Opinion December 2011

Why I’m Staying in Japan

Earthquake threat should not deter investors

When firms search for the right country in which to invest, many considerations come to the fore: corporate governance, logistics, legal issues, IP protection, security, education, available skills, politics and social stability.

One of the most important factors, however, is the likelihood of natural disasters occurring and, should they do so, the subsequent safety of expatriate staff and accompanying family members.

The tragic events that occurred in Japan on 11 March no doubt will have brought home this issue to firms considering entering or expanding in the Japanese market, so it is worth looking at some hard facts to help them.

On the global scale of natural and man-made disasters and other dangers, earthquakes rank comparatively low. Around the world, floods, cyclones, droughts and heat waves each year claim the lives of many more people than do earthquakes and tsunami, with famine in turn killing 20 times more people than these natural disasters.

Such extreme weather conditions have cost many of Japan’s competing economies badly needed foreign direct investment. The recent flooding in Thailand, for example, has halted production, damaged inventories and seriously harmed infrastructure around the country. And nations prone to war, conflict and instability have long counted the cost not just of human life and livelihoods, but also lost investment.

So, where have the most devastating earthquakes occurred?

Although statistics differ, depending on their source, of the 15 earthquakes (sometimes accompanied by tsunami) that each killed at least 100,000 people, three of the top four occurred in China. The rest were pretty evenly spread over other regions.

Looking at the 55 earthquakes that each reportedly caused the death of more than 10,000 people, 247,766 fatalities were recorded in Japan compared with about 1.87mn in China—making its death toll about 7.5 times higher.

At the other end of the scale, the only continents with no earthquakes recorded as having caused 10,000 or more deaths are Australia and North America, while Africa has been hit just once—in 1960 when Morocco experienced one that cost 15,000 lives.

Some parts of the former Soviet Union, close to the Middle East, have experienced major quakes that have taken a high toll in human lives, yet Russia seems to have been relatively free of such seismic activity.
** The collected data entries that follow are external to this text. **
PR #134, opened 2016-07-22
Add travis support for OSX

padenot:
This fixes a thing in the OSX backend so it builds fine on Travis, changes a bit the .travis.yml, and disables the test on OSX.

Only five of them pass currently, and I don't know how to disable only a few test using autoconf and automake and all.

@kinetiknz, does that look reasonable?


kinetiknz:
LGTM

PR #3402, opened 2020-08-10
Fix variable filter for standalone task

erdemedeiros:
The executionId will not be set in this case

Ref https://github.com/Activiti/Activiti/pull/3393


balsarori (approved):

erdemedeiros:

Issue #3418, opened 2020-08-27
Synchronize feign clients of Runtime bundle with Controllers


miguelruizdev:
The current architecture present in several services, where an interface is implemented by a controller, can be leveraged to build a feign client that can be used in external services as well as in the core acceptance test layer, avoiding the usage of manually created feign clients and guaranteeing a synchronization between controllers and clients.

PR #3428, opened 2020-09-03
Activiti/Activiti#3418 Add setter methods to Payloads

miguelruizdev:
Addressing part of: Activiti/Activiti#3418


miguelruizdev:
Not needed, better to use the payload builders instead

Issue #3439, opened 2020-09-14
Allow end-user to reassign a task


Giovanni007:
Allow an end-user to reassign a claimed task to another user that is a candidate. 
This  functionality is already used by the admin ([TaskAdminRuntime](https://github.com/Activiti/Activiti/blob/eeda8439bcd30f525f10b23f54a7cbb4819d2ef9/activiti-api/activiti-api-task-runtime/src/main/java/org/activiti/api/task/runtime/TaskAdminRuntime.java#L101)). To allow end-users to do the same we need a to implement a new `assign` method for [TaskRuntime](https://github.com/Activiti/Activiti/blob/eeda8439bcd30f525f10b23f54a7cbb4819d2ef9/activiti-api/activiti-api-task-runtime/src/main/java/org/activiti/api/task/runtime/TaskRuntime.java)
User must be the owner or the current assignee to assign the task to another user.
User can assign a task only to candidate users.

PR #3440, opened 2020-09-14
Activiti/Activiti#3439 - Added assign method for TaskRuntime

Giovanni007:
Ref https://github.com/Activiti/Activiti/issues/3439

### DIFF
--- a/activiti-api/activiti-api-task-runtime/src/main/java/org/activiti/api/task/runtime/TaskRuntime.java
+++ b/activiti-api/activiti-api-task-runtime/src/main/java/org/activiti/api/task/runtime/TaskRuntime.java
@@ -21,6 +21,7 @@ import org.activiti.api.model.shared.model.VariableInstance;
 import org.activiti.api.runtime.shared.query.Page;
 import org.activiti.api.runtime.shared.query.Pageable;
 import org.activiti.api.task.model.Task;
+import org.activiti.api.task.model.payloads.AssignTaskPayload;
 import org.activiti.api.task.model.payloads.CandidateGroupsPayload;
 import org.activiti.api.task.model.payloads.CandidateUsersPayload;
 import org.activiti.api.task.model.payloads.ClaimTaskPayload;
@@ -133,4 +134,12 @@ public interface TaskRuntime {
     
     List<String> userCandidates(String taskId);
     List<String> groupCandidates(String taskId);
+
+    /**
+     * Assign a task with a new user
+     *  - If there is a user assigned, reassign it to the new user
+     *  - user should be a candidate-user for the task
+     *  - after the assign the task should be in assigned status
+     */
+    Task assign(AssignTaskPayload assignTaskPayload);
 }
--- a/activiti-api/activiti-api-task-runtime/src/main/java/org/activiti/api/task/runtime/TaskRuntime.java
+++ b/activiti-api/activiti-api-task-runtime/src/main/java/org/activiti/api/task/runtime/TaskRuntime.java
@@ -136,10 +136,9 @@ public interface TaskRuntime {
     List<String> groupCandidates(String taskId);
 
     /**
-     * Assign a task with a new user
-     *  - If there is a user assigned, reassign it to the new user
-     *  - user should be a candidate-user for the task
-     *  - after the assign the task should be in assigned status
+     * Assign a task that has been claimed before to a different user
+     * - Only the current assignee can perform the action
+     * - The new assignee should be part of the candidate users for this task
      */
     Task assign(AssignTaskPayload assignTaskPayload);
 }
--- a/activiti-core/activiti-api-impl/activiti-api-task-runtime-impl/src/main/java/org/activiti/runtime/api/impl/TaskRuntimeImpl.java
+++ b/activiti-core/activiti-api-impl/activiti-api-task-runtime-impl/src/main/java/org/activiti/runtime/api/impl/TaskRuntimeImpl.java
@@ -473,12 +473,8 @@ public class TaskRuntimeImpl implements TaskRuntime {
     }
     
     private void assertCanReleaseTask(String taskId) {
-        Task task;
-        try {
-            task = task(taskId);
-        } catch (IllegalStateException ex) {
-            throw new IllegalStateException("The authenticated user cannot release task" + taskId + " due it is not a candidate for it");
-        }
+        Task task = task(taskId);
+        
         if (task.getAssignee() == null || task.getAssignee().isEmpty()) {
             throw new IllegalStateException("You cannot release a task that is not claimed");
         }
--- a/activiti-core/activiti-api-impl/activiti-api-task-runtime-impl/src/main/java/org/activiti/runtime/api/impl/TaskRuntimeImpl.java
+++ b/activiti-core/activiti-api-impl/activiti-api-task-runtime-impl/src/main/java/org/activiti/runtime/api/impl/TaskRuntimeImpl.java
@@ -47,7 +47,6 @@ import org.activiti.runtime.api.model.impl.APITaskConverter;
 import org.activiti.runtime.api.model.impl.APIVariableInstanceConverter;
 import org.activiti.runtime.api.query.impl.PageImpl;
 import org.springframework.security.access.prepost.PreAuthorize;
-import org.activiti.api.runtime.shared.NotFoundException;
 
 import java.util.ArrayList;
 import java.util.List;
@@ -195,25 +194,9 @@ public class TaskRuntimeImpl implements TaskRuntime {
 
     @Override
     public Task release(ReleaseTaskPayload releaseTaskPayload) {
-        // Validate that the task is visible by the currently authorized user
-        Task task;
-        try {
-            task = task(releaseTaskPayload.getTaskId());
-        } catch (IllegalStateException ex) {
-            throw new IllegalStateException("The authenticated user cannot release task" + releaseTaskPayload.getTaskId() + " due it is not a candidate for it");
-        }
-        // validate the task doesn't have an assignee
-        if (task.getAssignee() == null || task.getAssignee().isEmpty()) {
-            throw new IllegalStateException("You cannot release a task that is not claimed");
-        }
-        String authenticatedUserId = securityManager.getAuthenticatedUserId();
-        // validate that you are trying to release task where you are the assignee
-        if (!task.getAssignee().equals(authenticatedUserId)) {
-            throw new IllegalStateException("You cannot release a task where you are not the assignee");
-        }
-
-        taskService.unclaim(releaseTaskPayload.getTaskId());
-        return task(releaseTaskPayload.getTaskId());
+        String taskId =  releaseTaskPayload.getTaskId();
+        releaseTask(taskId);
+        return task(taskId);
     }
 
     @Override
@@ -452,14 +435,8 @@ public class TaskRuntimeImpl implements TaskRuntime {
         String assignee = assignTaskPayload.getAssignee();
         String taskId = assignTaskPayload.getTaskId();
 
-        checkUserHasAccessToTask(taskId);
-        checkAssigneeIsACandidateUser(taskId, assignee);
-        
-        //We need to release, claim for assigned task is not working!
-        taskService.unclaim(taskId);
-        //Now assign a new user
-        taskService.claim(taskId, assignee);
-
+        assertAssigneeIsACandidateUser(taskId, assignee);
+        reassignTask(taskId, assignee);
         return reassignedTask(taskId);
     }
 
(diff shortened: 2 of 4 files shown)


activiti-core/activiti-api-impl/activiti-api-task-runtime-impl/src/main/java/org/activiti/runtime/api/impl/TaskRuntimeImpl.java
```diff
@@ -89,6 +91,10 @@ public TaskRuntimeConfiguration configuration() {
     public Task task(String taskId) {
         return taskConverter.fromWithCandidates(taskRuntimeHelper.getInternalTaskWithChecks(taskId));
     }
+    
+    private Task reassignedTask(String taskId) {
+        return taskConverter.fromWithCandidates(taskRuntimeHelper.getInternalTask(taskId));
+    }
```
Giovanni007, line 96: When the user reassign a task, he is not anymore the assignee, for this reason the method `getInternalTaskWithChecks` fails to find the task. I used `getInternalTask` as workaround but another solution (?) could be change the implementation of [getInternalTaskWithChecks](https://github.com/Activiti/Activiti/blob/eeda8439bcd30f525f10b23f54a7cbb4819d2ef9/activiti-core/activiti-api-impl/activiti-api-task-runtime-impl/src/main/java/org/activiti/runtime/api/impl/TaskRuntimeHelper.java#L190) with less restrictive checks.

miguelruizdev (approved):
LGTM 👍

activiti-core/activiti-api-impl/activiti-api-task-runtime-impl/src/main/java/org/activiti/runtime/api/impl/TaskRuntimeImpl.java
```diff
@@ -441,6 +447,22 @@ public void save(SaveTaskPayload saveTaskPayload) {
...
 
+    @Override
+    public Task assign(AssignTaskPayload assignTaskPayload) {
+        String assignee = assignTaskPayload.getAssignee();
+        String taskId = assignTaskPayload.getTaskId();
+
+        checkUserHasAccessToTask(taskId);
+        checkAssigneeIsACandidateUser(taskId, assignee);
+        
+        //We need to release, claim for assigned task is not working!
```
mauriziovitale: do we need these comments ?

activiti-core/activiti-api-impl/activiti-api-task-runtime-impl/src/main/java/org/activiti/runtime/api/impl/TaskRuntimeImpl.java
```diff
@@ -441,6 +447,22 @@ public void save(SaveTaskPayload saveTaskPayload) {
...
+        taskService.unclaim(taskId);
+        //Now assign a new user
```
mauriziovitale: in my opinion, it would be better to have a releaseAndClaim method and remove the comments

mauriziovitale (changes requested):
check the comment

activiti-core/activiti-api-impl/activiti-api-task-runtime-impl/src/main/java/org/activiti/runtime/api/impl/TaskRuntimeImpl.java
erdemedeiros: The current assumption from the APIs is that only the assignee, candidates, or owner can see the task. A possible solution would be programmatically adding the user who is releasing the task as a candidate for it. What it makes sense IMO, we can say if a user as the assignee of this task at some point, he remains a candidate for it.

activiti-core/activiti-api-impl/activiti-api-task-runtime-impl/src/main/java/org/activiti/runtime/api/impl/TaskRuntimeImpl.java
erdemedeiros: I agree with @mauriziovitale. It's probably better to create a private method `releaseAndClaim` or `reassign` and remove the comments.

activiti-core/activiti-api-impl/activiti-api-task-runtime-impl/src/main/java/org/activiti/runtime/api/impl/TaskRuntimeImpl.java
```diff
@@ -455,5 +477,20 @@ public void save(SaveTaskPayload saveTaskPayload) {
...
+        if(!userCandidates.contains(assignee)){
+            throw new IllegalStateException("You cannot assign a task to " + assignee + " due it is not a candidate for it");
+        }
+    }
+    
+    private void checkUserHasAccessToTask(String taskId){
+        try {
+            taskRuntimeHelper.assertHasAccessToTask(taskId);
+        }catch (NotFoundException ex) {
+            throw new IllegalStateException("You cannot update a task where you are not the assignee");
```
erdemedeiros: Note: not only the assignee can see the task. All the candidates and the owner can also see it as well. So either the message is wrong or the method you're calling is not checking what you expected.
Who is supposed to use this new method? Only the assignee or anyone who can see the task?

Also, `assertHasAccessToTask` is throwing `NotFoundException` that you are catching here to throw a different exception. Instead of throw/catch/rethrow it's better to extract another method that is not throwing an exception but it's returning nullable or `Optional` so you can throw directly the exception you want.

activiti-core/activiti-api-impl/activiti-api-task-runtime-impl/src/test/java/org/activiti/runtime/api/impl/TaskRuntimeImplTest.java
```diff
@@ -15,26 +15,40 @@
...
+import static org.mockito.Mockito.verify;
+import static org.mockito.Mockito.when;
 import static org.mockito.MockitoAnnotations.initMocks;
+import org.activiti.runtime.api.model.impl.APIVariableInstanceConverter;
 
 public class TaskRuntimeImplTest {
 
-    @InjectMocks
+    private static final String AUTHENTICATED_USER = "user";
+
```
erdemedeiros, line 48: Have you tried to add the annotation `@Spy` in addition to `@InjectMocks`? If it works it avoids instantiating it manually in the test `setup`, which means one thing less to update if the constructor changes.

activiti-core/activiti-spring-boot-starter/src/test/java/org/activiti/spring/boot/tasks/TaskRuntimeTaskAssigneeTest.java
```diff
@@ -228,5 +229,73 @@ public void createStandaloneTaskForUsersAndAdminReassignUser() {
...
+
+        String taskId = createTask("garth");
+        //assign the new task
+        userAssignTask(taskId,"garth", "dean");
+        //reassign task to candidate
+        userAssignTask(taskId,"dean", "garth");
+
+        test_shouldReturnIllegalStateExceptionWhenUserIsNotAssigneeOrOwner(taskId,"dean", "garth");
+
+        cleanUp(taskId);
```
erdemedeiros: No need to clean up here. It's already done by [the @AfterEach method](https://github.com/Activiti/Activiti/pull/3440/files#diff-9a5a1effbdd6cbccc0d0cca73867d471R51)

activiti-core/activiti-spring-boot-starter/src/test/java/org/activiti/spring/boot/tasks/TaskRuntimeTaskAssigneeTest.java
```diff
@@ -228,5 +229,73 @@ public void createStandaloneTaskForUsersAndAdminReassignUser() {
...
+        // the owner should be able to see the created task
+        Page<Task> tasks = taskRuntime.tasks(Pageable.of(0,
+                50));
 
+        assertThat(tasks.getContent()).hasSize(1);
+
+        Task task = tasks.getContent().get(0);
+        assertThat(task.getAssignee()).isNull();
+        assertThat(task.getStatus()).isEqualTo(Task.TaskStatus.CREATED);
+        return task.getId();
```
erdemedeiros: I don't think you need these lines here. As I'm expecting this to be already covered by another test. You can return directly the result of `taskRuntime.create`.

activiti-core/activiti-spring-boot-starter/src/test/java/org/activiti/spring/boot/tasks/TaskRuntimeTaskAssigneeTest.java
```diff
@@ -228,5 +229,73 @@ public void createStandaloneTaskForUsersAndAdminReassignUser() {
...
+    @Test
+    public void userCanReassignClaimedTaskToCandidateUsers() {
+
+        String taskId = createTask("garth");
+        //assign the new task
+        userAssignTask(taskId,"garth", "dean");
+        //reassign task to candidate
+        userAssignTask(taskId,"dean", "garth");
+
+        test_shouldReturnIllegalStateExceptionWhenUserIsNotAssigneeOrOwner(taskId,"dean", "garth");
```
erdemedeiros: I'd use a separate test to cover the exception case.

erdemedeiros (changes requested):

activiti-core/activiti-api-impl/activiti-api-task-runtime-impl/src/main/java/org/activiti/runtime/api/impl/TaskRuntimeImpl.java
Giovanni007: As discussed, the API `getInternalTaskWithChecks` works for candidate users only if the current assignee is null [(see query)](https://github.com/Activiti/Activiti/blob/2d94c7d0f3be62a1abef9da8a53f9e7dfa0f0b2c/activiti-core/activiti-engine/src/main/resources/org/activiti/db/mapping/entity/Task.xml#L602). In my case after the assign operation, the assignee is not null and the current user is still a candidate but the API doesn't return the task. Because of that I will use `getInternalTask`.

activiti-core/activiti-api-impl/activiti-api-task-runtime-impl/src/main/java/org/activiti/runtime/api/impl/TaskRuntimeImpl.java
Giovanni007: as discussed, I will not use `assertHasAccessToTask`

activiti-core/activiti-api-impl/activiti-api-task-runtime-impl/src/test/java/org/activiti/runtime/api/impl/TaskRuntimeImplTest.java
Giovanni007: I will use the annotation as suggested, thanks

activiti-core/activiti-api-impl/activiti-api-task-runtime-impl/src/main/java/org/activiti/runtime/api/impl/TaskRuntimeImpl.java
```diff
@@ -455,5 +454,38 @@ public void save(SaveTaskPayload saveTaskPayload) {
...
+        assertCanReleaseTask(taskId);
+        taskService.unclaim(taskId);
+    }
+    
+    private void assertCanReleaseTask(String taskId) {
+        Task task;
+        try {
+            task = task(taskId);
+        } catch (IllegalStateException ex) {
+            throw new IllegalStateException("The authenticated user cannot release task" + taskId + " due it is not a candidate for it");
```
erdemedeiros: IMO, there is no need to catch this exception here to rethrow it with a different message. What do you think?

activiti-api/activiti-api-task-runtime/src/main/java/org/activiti/api/task/runtime/TaskRuntime.java
```diff
@@ -133,4 +134,12 @@
     
     List<String> userCandidates(String taskId);
     List<String> groupCandidates(String taskId);
+
+    /**
+     * Assign a task with a new user
+     *  - If there is a user assigned, reassign it to the new user
+     *  - user should be a candidate-user for the task
+     *  - after the assign the task should be in assigned status
+     */
```
erdemedeiros: I'd rephrase this a little bit to make it clear that the task should be claimed before and only the assignee can do it. Also, I don't think it's necessary to mention that mention that the task will be in the assigned status:
```
Assign a task that has been claimed before to a different user. Only the current assignee can perform the action and the new assignee should be part of the candidate users for this task.
```
What do you think?

erdemedeiros (changes requested):

activiti-core/activiti-api-impl/activiti-api-task-runtime-impl/src/main/java/org/activiti/runtime/api/impl/TaskRuntimeImpl.java
Giovanni007: I think you are right, but in this case I extracted that method from the release functionality because I needed to release a task before to assign it. I would avoid to change the logic they used in order to be sure that there are no regression in the release functionality.

activiti-api/activiti-api-task-runtime/src/main/java/org/activiti/api/task/runtime/TaskRuntime.java
Giovanni007: Yes, I agree with you. Thanks!

erdemedeiros (approved):

mauriziovitale (approved):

Iran, meanwhile, has suffered more than twice as many earthquake-related fatalities as Japan and, last century, Turkey twice was hit hard, with a total of around 400,000 lives lost in all its quakes.

Europe’s last major earthquake, in Italy in 1908, claimed 123,000 lives, about half its total temblor-related fatalities since records were first kept in 1169, and about the same number of such deaths as have been recorded in Japan.

We all remember recorded history’s fifth-worst earthquake and tsunami that took place on 26 December, 2004 and reportedly claimed 230,210 victims, mostly throughout the Indian Ocean. Yet India, Pakistan and Bangladesh worry more about cyclones and flooding than earthquakes.

Turning to the Americas, the death toll has been evenly spread around eight countries—Haiti, Peru, Ecuador, Chile, Guatemala, Venezuela, Mexico and Argentina.

When one considers such factors as pollution, crime, convenience, transport, weather, supplies, safety, quality of life, culture, hospitality and—perhaps most importantly—the fact that, in many Asian and other countries, democracy is fragile or non-existent, how can one not choose Japan?

On top of that, Tokyo is arguably the world’s most lively and fun place in which to be. I, for one, will stick with Japan despite the threat of radiation.